Most, if not all, of the international creative awards now have a branded content and entertainment category. But what exactly is branded content, and is it is different from branded entertainment, content marketing and all the other related terms being bandied about like native advertising?
Justin Kirby, VP, Strategic Content Marketing at Tenthwave, spoke to industry leaders including former Cannes Branded Content Jury presidents and a Grand Prix winner to come up with an answer...
Well, as people like to say on Facebook “it’s complicated”, which is why the Branded Content Marketing Association (BCMA) commissioned the following definition from Oxford Brookes University and Ipsos MORI as part of the Defining Branded Content for the Digital Age research project:
‘Branded content is any content that can be associated with a brand in the eye of the beholder.’

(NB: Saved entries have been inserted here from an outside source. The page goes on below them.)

PR #1323, opened 2023-09-21
MWPW-136143: Autodetect not working, Milo not sending correct lang to CaaS

sanrai:
When using `autoDetect` (where Milo dynamically tries to figure out the correct country/lang to send to CaaS) it turns out it fails for every locale for CaaS.

The idea for this was to prevent authors from having to manually author the `country/lang` for every collection.

But the way this currently works in production is either:

- Authors are manually setting the lang/country at the collection level using tags (This is occurring for all Tier 1 locales and is actually how https://business.adobe.com/customer-success-stories.html is live right now)

image

- For ones that aren't manually set, autoDetect sends a nonsense lang. Luckily CaaS's backend is able to a generate some search results for this BUT it gives us undefined behavior like a mix of English and translated content

image

The way this is fixed is I added a map in the caas block with all the milo regions as keys and their values being the actual correct locales that should be sent to CaaS. 

This map:
- Is in sync with the one milo uses AND also maps to every locale that is used when someone sends to CaaS
- Is only loaded when a CaaS block is loaded on the page. I was originally going to put it in `scripts.js` but realized that would load unnecessary data for pages that aren't using CaaS.

Resolves: https://jira.corp.adobe.com/browse/MWPW-136143

**Test URLs:**
- Before: https://main--bacom--adobecom.hlx.live/la/customer-success-stories
- After: https://main--bacom--adobecom.hlx.live/la/customer-success-stories?milolibs=MWPW-136143

### DIFF
--- a/libs/blocks/caas/utils.js
+++ b/libs/blocks/caas/utils.js
@@ -261,32 +261,33 @@ const getFilterArray = async (state, country, lang, strs) => {
 
 export function getCountryAndLang({ autoCountryLang, country, language }) {
   const locales = getMetadata('caas-locales');
-  if(locales){
+  if (locales) {
+    /* eslint-disable-next-line object-shorthand */
     return {
       country: '',
       language: '',
-      locales: locales
-    }
+      locales: locales,
+    };
   }
   if (autoCountryLang) {
-    let locale = pageConfigHelper()?.locale?.ietf || 'en-us';
+    const locale = pageConfigHelper()?.locale?.ietf || 'en-us';
     const region = pageConfigHelper()?.locale?.region || '';
-    let country = locale.split('-')[1];
-    if(!country){
+    country = locale.split('-')[1];
+    if (!country) {
       country = region;
     }
-    const language = locale.split('-')[0];
+    language = locale.split('-')[0];
 
     return {
-      country: country,
-      language: language,
-      locales: ''
+      country,
+      language,
+      locales: '',
     };
   }
   return {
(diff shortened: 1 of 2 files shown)


overmyheadandbody (commented):
Same PR pollution comment, PRs should be opened only after they're ready for others to review.

cmiqueo (approved):

libs/blocks/caas/utils.js
```diff
@@ -8,6 +8,92 @@ const pageConfig = pageConfigHelper();
 const pageLocales = Object.keys(pageConfig.locales || {});
 const requestHeaders = [];
 
+const LOCALES = {
```
chrischrischris, line 11: Can we combine this and the LOCALES object in send-utils?  I don't think we should have two copies within the caas files.

chrischrischris: I know this was originally copied from the milo locales object, but I don't think we need the `ietf` subobject:
```
const LOCALES = {
  ar: 'es-AR',
  br: 'pt-BR',
  ...
};
```

chrischrischris: nit: Please alpha sort within each region

chrischrischris (changes requested):
Adding request changes to prevent from merging until the LOCALES obj location can be figured out.

sanrai:
As discussed, moved code to one PR: https://github.com/adobecom/milo/pull/1324

PR #2603, opened 2024-07-22
Mwpw 154887: Making gnav visible in base.css 

bandana147:
On a slow network, the global navigation (gnav) is visible before the complete styling is applied, as the CSS to make it visible is in global-navigation.css. 
To resolve this, the CSS is moved to base.css.

Resolves: [MWPW-154887](https://jira.corp.adobe.com/browse/MWPW-154887)

**Test URLs:**
- Before: https://main--milo--adobecom.hlx.page/drafts/snehal/unav11?martech=off
- After: https://mwpw-154887--milo--bandana147.hlx.page/drafts/snehal/unav11?martech=off

### DIFF
--- a/libs/blocks/global-navigation/base.css
+++ b/libs/blocks/global-navigation/base.css
@@ -112,13 +112,7 @@
 }
 
 header.global-navigation {
-  position: sticky;
-  top: 0;
-  z-index: 10;
-  background-color: var(--feds-background-nav--light);
   visibility: visible;
-  box-sizing: content-box;
-  overflow-x: clip;
 }
 
 /* Desktop styles */
--- a/libs/blocks/global-navigation/base.css
+++ b/libs/blocks/global-navigation/base.css
@@ -111,6 +111,16 @@
   align-items: center;
 }
 
+header.global-navigation {
+  position: sticky;
+  top: 0;
+  z-index: 10;
+  background-color: var(--feds-background-nav--light);
+  visibility: visible;
+  box-sizing: content-box;
+  overflow-x: clip;
+}
+
 /* Desktop styles */
 @media (min-width: 900px) {
   .feds-navLink,
--- a/libs/blocks/global-navigation/global-navigation.css
+++ b/libs/blocks/global-navigation/global-navigation.css
@@ -28,6 +28,15 @@
 }
 
 /* General */
+header.global-navigation {
+  position: sticky;
+  top: 0;
+  z-index: 10;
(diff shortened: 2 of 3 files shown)


sharmrj (approved):

mokimo (approved):

robert-bogos (approved):

narcis-radu (approved):
@spadmasa - we need to test on all consuming projects (homepage, CC, DC, BACOM)

libs/blocks/global-navigation/base.css
```diff
@@ -111,6 +111,10 @@
   align-items: center;
 }
 
+header.global-navigation {
```
overmyheadandbody, line 114: Based on https://github.com/adobecom/milo/blob/stage/libs/blocks/global-navigation/global-navigation.js#L302-L305, it could still be that there is unstyled markup until the decoration methods are done. It might be worth investigating how things look in that scenario and possibly load the base styles a bit later.

Another thing to keep in mind is that the footer also loads the base styles - https://github.com/adobecom/milo/blob/stage/libs/blocks/global-footer/global-footer.js#L97. In the (relatively unlikely) case that there are some errors in loading the top navigation that would prevent it from being visible, the footer logic would also try to make it visible. This is because the base styles were intended to be a common ground for both the header and the footer, while this change brings in specific header styles.

overmyheadandbody (commented):
There might be a few more things to consider before merging this, but overall it should still be an incremental step forward. As @narcis-radu mentioned, we should thoroughly test this, also on consumers; and also check whether this change can have any collisions with some MEP logic that might be hiding something.

spadmasa:
Validation done in below cloud urls  on slow network ,global navigation is visible with complete styling applied 
https://main--cc--adobecom.hlx.page/creativecloud?milolibs=mwpw-154887--milo--bandana147
image
https://main--dc--adobecom.hlx.page/acrobat/online/sign-pdf?milolibs=mwpw-154887--milo--bandana147
https://mwpw-154887--milo--bandana147.hlx.page/drafts/snehal/unav11?martech=off
https://main--bacom--adobecom.hlx.page/?milolibs=mwpw-154887--milo--bandana147
https://main--homepage--adobecom.hlx.page/homepage/index-loggedout?milolibs=mwpw-154887--milo--bandana147
https://main--blog--adobe.hlx.page/?milolibs=mwpw-154887--milo--bandana147

overmyheadandbody (approved):
Thanks for integrating the changes, @bandana147!

PR #2607, opened 2024-07-23
MWPW-154898 No wait for modal fragment

TsayAdobe:
- A section doesn't need to wait for loading of modal fragments. Marquee and modal can be loaded at the same time.
- This PR is one part of #2493, which has been closed. The other part will be addressed in [MWPW-154899](https://jira.corp.adobe.com/browse/MWPW-154899)

Resolve: [MWPW-154898](https://jira.corp.adobe.com/browse/MWPW-154898)

**Test URLs:**

Before: https://main--milo--adobecom.hlx.live/docs/authoring/blocks/marquee-anchors?martech=off
After: https://mwpw-154898--milo--adobecom.hlx.live/docs/authoring/blocks/marquee-anchors?martech=off

**DC Test URLs:**

Before: https://www.stage.adobe.com/acrobat/how-to/pdf-editor-pdf-files.html
Marquee and icons are loaded after modal.

BeforeNoWait

After: https://www.stage.adobe.com/acrobat/how-to/pdf-editor-pdf-files.html?milolibs=mwpw-154898
Marquee, icons, and modal are loaded at the same time. 

AfterNoWait

### DIFF
--- a/libs/utils/utils.js
+++ b/libs/utils/utils.js
@@ -1150,6 +1150,16 @@ async function documentPostSectionLoading(config) {
   document.body.appendChild(createTag('div', { id: 'page-load-ok-milo', style: 'display: none;' }));
 }
 
+export function partition(arr, fn) {
+  return arr.reduce(
+    (acc, val, i, ar) => {
+      acc[fn(val, i, ar) ? 0 : 1].push(val);
+      return acc;
+    },
+    [[], []],
+  );
+}
+
 async function processSection(section, config, isDoc) {
   const inlineFrags = [...section.el.querySelectorAll('a[href*="#_inline"]')];
   if (inlineFrags.length) {
@@ -1163,8 +1173,10 @@ async function processSection(section, config, isDoc) {
   }
 
   if (section.preloadLinks.length) {
-    const preloads = section.preloadLinks.map((block) => loadBlock(block));
+    const [modals, nonModals] = partition(section.preloadLinks, (block) => block.classList.contains('modal'));
+    const preloads = nonModals.map((block) => loadBlock(block));
     await Promise.all(preloads);
+    modals.forEach((block) => loadBlock(block));
   }
 
   const loaded = section.blocks.map((block) => loadBlock(block));
--- a/test/utils/utils-partition.test.js
+++ b/test/utils/utils-partition.test.js
@@ -1,0 +1,27 @@
+import { expect } from '@esm-bundle/chai';
+import { partition } from '../../libs/utils/utils.js';
+
+describe('Utils Partition', () => {
+  it('partition array', async () => {
+    const arr = [
+      { name: 'John', age: 23 },
+      { name: 'James', age: 40 },
+      { name: 'Mary', age: 31 },
+    ];
+    const result = partition(arr, (x) => x.age > 30);
+    expect(result[0]).to.have.deep.members(
+      [
+        { name: 'Mary', age: 31 },
+        { name: 'James', age: 40 },
+      ],
+    );
+    expect(result[1]).to.have.deep.members(
+      [{ name: 'John', age: 23 }],
+    );
+  });
+  it('empty array', async () => {
+    const arr = [];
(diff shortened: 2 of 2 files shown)


libs/utils/utils.js
```diff
@@ -1163,8 +1173,10 @@ async function processSection(section, config, isDoc) {
   }
 
   if (section.preloadLinks.length) {
-    const preloads = section.preloadLinks.map((block) => loadBlock(block));
+    const [modals, nonModals] = partition(section.preloadLinks, (block) => block.classList.contains('modal'));
+    const preloads = nonModals.map((block) => loadBlock(block));
     await Promise.all(preloads);
+    modals.forEach((block) => loadBlock(block));
```
mokimo, line 1179: @mirafedas can you confirm https://github.com/adobecom/milo/pull/2094 still works?

libs/utils/utils.js
```diff
@@ -1163,8 +1173,10 @@ async function processSection(section, config, isDoc) {
   }
 
   if (section.preloadLinks.length) {
-    const preloads = section.preloadLinks.map((block) => loadBlock(block));
+    const [modals, nonModals] = partition(section.preloadLinks, (block) => block.classList.contains('modal'));
+    const preloads = nonModals.map((block) => loadBlock(block));
```
mokimo, line 1177: If we don't ever need to wait for modals, should we just filter them before they even land in the preload section and let them load normally later on?
So in my mind the fix is filtering modals completely from here: https://github.com/adobecom/milo/blob/stage/libs/utils/utils.js#L798

mokimo (approved):
LGTM, however I don't have the most context on this portion of the utils.

@chrischrischris Could you have a look? We might get away with just filtering the modals out

joaquinrivero (approved):

chrischrischris (commented):
I don't think it will affect it, but has this been tested with delayed modals?

libs/utils/utils.js
```diff
@@ -1150,6 +1150,16 @@ async function documentPostSectionLoading(config) {
...
 
+export function partition(arr, fn) {
+  return arr.reduce(
+    (acc, val, i, ar) => {
+      acc[fn(val, i, ar) ? 0 : 1].push(val);
+      return acc;
+    },
+    [[], []],
+  );
+}
```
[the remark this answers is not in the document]
TsayAdobe: It's easier for unit tests with `export`. Testability is important.

Blainegunn (approved):

TsayAdobe:
> I don't think it will affect it, but has this been tested with delayed modals?

There is a unit test. It passed.
https://github.com/adobecom/milo/blob/c00c7777499c8b1ba594016ea735818a54a7b64e/test/blocks/modals/modals.test.js#L201-L217

libs/utils/utils.js
chrischrischris, line 1161: I know that this is probably the most efficient implementation of `partition`, but I think that considering the arrays being partitioned will always be small, I think readability should take precedence.  Also I think any testing of it can be part of general unit tests given it's simplicity.

cc @mokimo 

```suggestion
function partition(arr, fn) {
  return [
    arr.filter(fn),
    arr.filter((el, i) => !fn(el, i)),
  ];
}
```

mokimo: +1ing @chrischrischris opinion

sharmrj: There could be a middle ground to make it more readable [similar to the haskell implementation](https://hackage.haskell.org/package/ghc-internal-9.1001.0/docs/src/GHC.Internal.Data.OldList.html#partition)

```javascript

function partition(arr, predicate) {
    const select = ([ts, fs], x, ...args) => {
      if (predicate(x, ...args)) {
        ts.push(x);
      } else {
        fs.push(x);
      }
      return [ts, fs];
    };
    
  return arr.reduce(select, [[], []]);
}
```

The `select` tells the reader that we're folding over the array and 'selecting' the values matching the predicate, so the really only need to read the last line to understand the function.

PR #2599, opened 2024-07-22
[MWPW-154795] Style Feds Global-footer region picker drop-up variant (without hash)

sonawanesnehal3:
Add styling for region picker drop-up variant (without hash)

Resolves: [MWPW-154795](https://jira.corp.adobe.com/browse/MWPW-154795)

**Test URLs:**
- Before: https://main--milo--adobecom.hlx.page/drafts/snehal/unav11
- After: https://dropup--milo--adobecom.hlx.page/drafts/snehal/unav11

Before styles applied : 
image

After styles applied :
image

QA : [Sample Page](https://dropup--milo--adobecom.hlx.page/drafts/snehal/unav11)

PR #2611, opened 2024-07-23
Revert "[MWPW-154795] Style Feds Global-footer region picker drop-up variant (without hash)"

mokimo:
Reverts adobecom/milo#2599 based on https://github.com/adobecom/milo/pull/2599#issuecomment-2245428349

### DIFF
--- a/libs/blocks/global-footer/global-footer.css
+++ b/libs/blocks/global-footer/global-footer.css
@@ -142,13 +142,12 @@
   left: 0;
   display: none;
   padding: 20px;
-  min-width: 165px;
+  min-width: 130px;
   max-height: 300px;
   overflow-y: auto;
   background: var(--feds-background-nav--light);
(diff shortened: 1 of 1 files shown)


narcis-radu (approved):

overmyheadandbody (commented):
I'd like to get some context from the committers. The example page I used to showcase a potential issue is a demo page, so is the example provided in their PR. I checked against the Blog implementation and the new contribution doesn't seem to bring in anything new. I'd like to avoid reverting something due to a misunderstanding. I've tried isolating some other pages that use this pattern, but fell short so far.

overmyheadandbody (approved):
Approving for now to remove the risk of this getting to production without considering all the use-cases. The story connected to this enhancement is not a blocker or critical one, thus it could potentially wait until everything is clear.

PR #2622, opened 2024-07-24
[MWPW-153611] [Gray Box] environment aware links

robert-bogos:
## Description
Links on Graybox pages need to be environment aware.

**Examples of desired links conversions:** 
When on _**https://pocone.graybox.adobe.com/some-path**_:
`https://www.adobe.com/` -> `https://pocone.graybox.adobe.com/`
When on **_https://max24.business-graybox.adobe.com/some-path_**
`https://business.adobe.com/` -> `https://max24.business-graybox.adobe.com/` 

where 
`pocone` / `max` are graybox environment names. These can be anything.
`graybox` / `business-graybox` are the names of the graybox environments sharepoint container folder. Each supported Milo consumer folder will have a `–graybox` variant.

## Related Issue
Resolves: [MWPW-153611](https://jira.corp.adobe.com/browse/MWPW-153611)

## Testing instructions
`1.` go to the test URL
`2.` using the developer tools, add a breakpoint in `scripts.js`, where `LIBS` is defined.

Screenshot 2024-07-24 at 20 37 23

`3.` refresh the page, when the execution hits the break point. Overwrite, using the console, the `setLibs` function with `() => 'https://mwpw-153611-convert-graybox-urls--milo--robert-bogos.hlx.live/libs'`

image

`4.` resume the execution
`5.` scroll down on the page and inspect the `Link to be converted` link. It should send to `https://pocone.business-graybox.adobe.com/...`

Screenshot 2024-07-24 at 20 45 27

if you don't overwrite the `LIBS`, the `Link to be converted` link will send to `https://business.adobe.com/...`

## Test URL
https://pocone.business-graybox.adobe.com/customer-success-stories/graybox-links-conversion.html

## URL for PSI check: (irrelevant for testing the changes)
https://mwpw-153611-convert-graybox-urls--milo--robert-bogos.hlx.page/drafts/rbogos/page-default?martech=off


libs/blocks/graybox/graybox.js
```diff
@@ -264,7 +264,16 @@ const setupChangedEls = (globalNoClick) => {
   }
 };
 
+const transformLinks = () => {
+  const grayboxHostname = window.location.hostname;
```
overmyheadandbody, line 268: There isn't a need for local development where ports would also be involved, right?

libs/blocks/graybox/graybox.js
```diff
@@ -264,7 +264,16 @@ const setupChangedEls = (globalNoClick) => {
...
+  const consumerHostname = grayboxHostname.replace(/[^.]+\.(?:([^.]+)-)?graybox\./, (_, sub) => `${sub || 'www'}.`);
+  document.querySelectorAll(`a[href*="${consumerHostname}"]`).forEach((el) => {
+    el.href = el.href.replace(consumerHostname, grayboxHostname);
+  });
+};
+
 const grayboxThePage = (grayboxEl, grayboxMenuOff) => () => {
+  transformLinks();
```
overmyheadandbody, line 276: What happens to links loaded later on, such as the ones in the footer, for example? Does this logic apply to them as well, since those links are loaded with a delay?

overmyheadandbody (approved):
I'd guess my questions are outside the scope of this story, but async sections might become a topic if not already considered.

libs/blocks/graybox/graybox.js
robert-bogos: Correct, no ports are involved for this. So, I think we’re good with `.hostname`

libs/blocks/graybox/graybox.js
robert-bogos: Good catch 👍 The footer links will not be converted because of the loading delay. This is not an issue currently since navigations are grayed out by default.
I will create a new ticket for handling async sections, as this has more implications than just the links conversion, so it falls out of the scope of this ticket.

mokimo (approved):

sukamat (approved):

SilviuLCF (approved):
Verified , testing details https://jira.corp.adobe.com/browse/MWPW-153611

PR #2624, opened 2024-07-24
MWPW-154901 Set debug=true on categories container

cmiqueo:
Sets the flag **_debug=true_** based on container type for Categories, so that the category pills above the card collection and filters work as expected

Resolves: [MWPW-154901](https://jira.corp.adobe.com/browse/MWPW-154901)

**Test URLs:**
- Before: https://main--milo--adobecom.hlx.page/tools/caas
- After: https://mwpw-154901--milo--adobecom.hlx.page/tools/caas


overmyheadandbody (commented):
There are some linting/PSI issues with this PR which need to get addressed before moving forward with this. Otherwise I don't have other concerns

arshadparwaiz (approved):

mokimo (approved):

This maybe true from a customer perspective, but it’s less helpful if you want to win something at an award show. Take the Cannes Lions’ Branded Content and Entertainment category for instance. It’s in its third year, and now receives around 1,200 entries from over 60 countries. There was, however, no Grand Prix awarded this year. Is this because it’s harder to stand out given there’s more content being created than ever before, or is it because there’s still confusion about what is and isn’t branded content – particularly when it comes to how it’s different from advertising?
I spoke to Big Fuel’s founder and creative head Avi Savar about this distinction. He was the president for the inaugural Cannes jury in 2012, and explained that the formula he uses when judging is to look at what he calls the difference between ‘people’ and ‘product’ stories:
‘Traditional advertising is about delivering features, benefits, and a USP through a product story, and then finding creative ways to connect that to people. Branded Content is sort of the reverse of this. It's about starting with people stories first, so what are the things that can help brands connect with the hearts and minds of their audience, and then thinking about how you can creatively link that to your product.’
He cites the Creative Artists Agency’s work for Chipotle that he and fellow jurors awarded a Grand Prix, pointing out that they connect with their audience through developing stories that help promote their anti-agribusiness point of view rather than 99 cent burritos.
The serial juror and the BCMA’s Scandinavian Chapter head Jan Godsk was on the same jury as Avi. He thinks that one of the problems with trying to define branded content is that there’s unlikely to ever be any consensus because everyone has a different take on what branded content is, or should be. What’s interesting to Jan is that the different juries usually reach some consensus about the crème that rises to the top despite the unresolved definition and the nuances of how the category is described by the various awards.
In fact, the beauty of the space for UM’s chief content officer Scott Donaton is precisely this lack of any clear definition about what branded content is. He was last year’s jury president for the category at Cannes and what fascinates him is the sheer diversity of the work being created and the innovative ways is which technology is being used to deliver it. He thinks this is all legitimately part of helping brands tell stories to their audiences.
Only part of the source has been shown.